→ PROMPT: Your answer must consist of every line from the data below that includes the word "more".

(Stored data entries)

Issue #227, opened 2020-11-06
Action if nothing was chosen dos not work


Yaqwa:
Since last version the next episode starts playing even if I do nothing.
In the settings I said not to play next episode when nothing was chosen. 
This happened since last update from 11/5/2020

psonnosp:
I second that, glad to see that it's not just me having this issue so there's some exclusive error in my setup.

dagwieers:
Yes, we know this. Unfortunately, this is a side-product of using a playlist to advance to the next episode.
The original implementation would not advance to the next episode when it was requested.

siemon-geeroms:
I have a similar issue, when I stop the current episode without choosing an option the next one is being started either way

dagwieers:
@MoojMidge @im85288 Let's discuss the two implementations for future reference: https://github.com/im85288/service.upnext/wiki/Design

And find a better implementation for the next release to fix this issue.

MoojMidge:
On Slack?

The main issue with the method used prior to v1.1.3 (starting playback of next file after end of previous file) is that it stopped working reliably. When the VideoPlayer was exiting, it would do one of three things:

1. Swallow the request to play the next file in the shutdown of VideoPlayer, resulting in the next file not playing.
2. Shutdown the VideoPlayer before starting the next file, triggering the onPlayBackEnded callback prior to the onPlaybackStarted callback of the next file, resulting in UpNext state being lost and Still Watching functionality not working.
3. Open the next file before the VideoPlayer shutdown, resulting in everything working correctly.

The problem with only adding the next file to the playlist near the end of the currently playing file (the just in time method) is that scenarios numbers 1 and 2, above, can still occur.

It was relatively simple to check whether playback should not be occurring, and then explicitly stop playback, to resolve the issue with the playlist method.

siemon-geeroms:
I did some debugging and it appears that when the current file is stopt via api call ( for example with yatse remote) and the up next dialog is already been shown, the "onPlayBackStopped" is not being triggered, hence the queue is not cleared. when I stop the file before the dialog appears it does trigger. I hope this helps.

MoojMidge:
@siemon-geeroms I think that is a separate issue. Are you using Kodi Leia or Kodi Matrix?

siemon-geeroms:
I'm using Kodi leia.

MoojMidge:
[...]

PR #237, opened 2020-12-13
Fix to prevent unwanted playback when using playlist queueing method

MoojMidge:
This is an interim fix to the unwanted playback problem, originally identified by @thebertster in #204 and also subsequently by others in #227.

Note that this wont fix all the issues that were identified in the discussion associated with #204, but should address the most common problem for most installations.

### DIFF
--- a/resources/lib/api.py
+++ b/resources/lib/api.py
@@ -48,7 +48,14 @@ class Api:
         return bool(next_item)
 
     @staticmethod
+    def dequeue_next_item():
+        """Remove unplayed next item from video playlist"""
+        jsonrpc(method='Playlist.Remove', id=0, params=dict(playlistid=1, position=1))
+        return False
+
+    @staticmethod
     def reset_queue():
+        """Remove previously played item from video playlist"""
         jsonrpc(method='Playlist.Remove', id=0, params=dict(playlistid=1, position=0))
 
     def get_next_in_playlist(self, position):
--- a/resources/lib/playbackmanager.py
+++ b/resources/lib/playbackmanager.py
@@ -108,11 +108,14 @@ class PlaybackManager:
         play_item_option_2 = (should_play_non_default and self.state.play_mode == 1)
         if not play_item_option_1 and not play_item_option_2:
             # play_next = False
-            # keep_playing = False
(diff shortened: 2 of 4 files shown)


im85288 (approved):

im85288:
@MoojMidge looks good to me thanks for fixing these issues. I'll await @dagwieers review before merging.

MoojMidge:
No problem.

The only thing to bear in mind with this PR is that the timing issues identified in #204 may now become more apparent now that the playback not working and unwanted playback issues have been worked around.

However, the timing issues probably wont impact as many people as the other problems (I could never directly reproduce the timing issues), and it is a bit too complicated to fix simply/quickly, so on balance, it is probably safe to leave it to later.

Razzeee:
Seems to stop okay now. But it also changed how the `Close` button works, is that expected? It now does, what I would expect from the `Stop` button.

MoojMidge:
Expected? Yes - see https://github.com/im85288/service.upnext/pull/237/files#diff-437f4c1ae1704e3a5689fd1af3f8586471488ab7458c51afc1a157224e33dddcR110-R115

Ideal? No, but this PR was not meant to be a full fix for all the issues that were discovered.

The original code has a couple of issues related to the stop and close buttons and the stopAfterClose setting:
- there is no way to distinguish whether a user pressed the back key, clicked the cancel button, or clicked the stop button. All three actions set the same cancel status variable.
- the Still Watching? dialog does not actually use the stopAfterClose setting, and will never show a stop button.

What should happen (in my opinion) is that:
- pressing the back key should ignore the stopAfterClose setting and only close the open dialog.
- the stopAfterClose setting should function in the Still Watching? dialog and show a stop button rather than a close button, if enabled.
- there should be a separate stop status variable that identifies whether the user clicked the stop button so that immediately stopping playback should only occur when requested by the user.
- if the user does nothing and the default action is set to stop, then playback should also stop immediately.

Didn't want to make more than the bare minimum changes to resolve the original problem, but can put together a bit of a compromise solution.

dagwieers:
I haven't tested this myself, so I am not sure I am the right person to approve this.
But it seems to fix most people's problems so by popular demand...

PR #247, opened 2021-02-10
Fix playlists to work with non-library content

MoojMidge:
Attempt to fix various playlist handling issues as per https://github.com/im85288/service.upnext/issues/134#issuecomment-776325417

Some quick testing indicates that this appears to work as described above, but as the changes were taken from a branch that has diverged significantly from master, probably best if it was tested a little bit more thoroughly.


im85288:
Great stuff will merge into master and hopefully people can test thoroughly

→ TASK RESPONSE:
The only thing to bear in mind with this PR is that the timing issues identified in #204 may now become more apparent now that the playback not working and unwanted playback issues have been worked around.
Didn't want to make more than the bare minimum changes to resolve the original problem, but can put together a bit of a compromise solution.
Some quick testing indicates that this appears to work as described above, but as the changes were taken from a branch that has diverged significantly from master, probably best if it was tested a little bit more thoroughly.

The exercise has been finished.